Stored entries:
PR #2020, opened 2022-04-24
Update BASE_FMT message

elusenji:
## Checklist

### DIFF
--- a/CHANGELOG.md
+++ b/CHANGELOG.md
@@ -10,6 +10,10 @@
 
 ### Documentation
 
+## v0.12.1 (2022 Apr 24)
+
+### Maintenance and fixes
+* Update `BASE_FMT` message to clearly specify sample size. ([2019](https://github.com/arviz-devs/arviz/pull/2019))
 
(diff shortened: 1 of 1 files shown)


OriolAbril:
Hi @elusenji, we add the changes to the changelog in their same PR. Only if for some reason (even though we have a check point in the PR template) we forget to add some big changes we make a follow up PR to update the changelog afterwards. Moreover, having follow-up PRs to update the changelog for all changes would nearly duplicate CI time and also increase the time we need to dedicate to reviewing.

I think it would be best to close this PR and, either leave this change out of the changelog as it is stylistic and there have already been many similar changes we did not list, or if you work on another issue, add the two changes to the changelog in the other PR. As a note, if you decide for the 2nd option, items should be added to the changelog as bullet points only on the unreleased section, the headers are only edited when making a release.

Also, as always, if you have trouble finding an issue to work on don't hesitate to ask here or on gitter, if you tell us your interests we'll do our best to find issues that match them.

elusenji:
This is noted. I will close the PR and add those changes if I get to work on another issue.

### What you have to do
This exercise requires the lines of the entries containing the string "another".

### Answer section
I think it would be best to close this PR and, either leave this change out of the changelog as it is stylistic and there have already been many similar changes we did not list, or if you work on another issue, add the two changes to the changelog in the other PR. As a note, if you decide for the 2nd option, items should be added to the changelog as bullet points only on the unreleased section, the headers are only edited when making a release.
This is noted. I will close the PR and add those changes if I get to work on another issue.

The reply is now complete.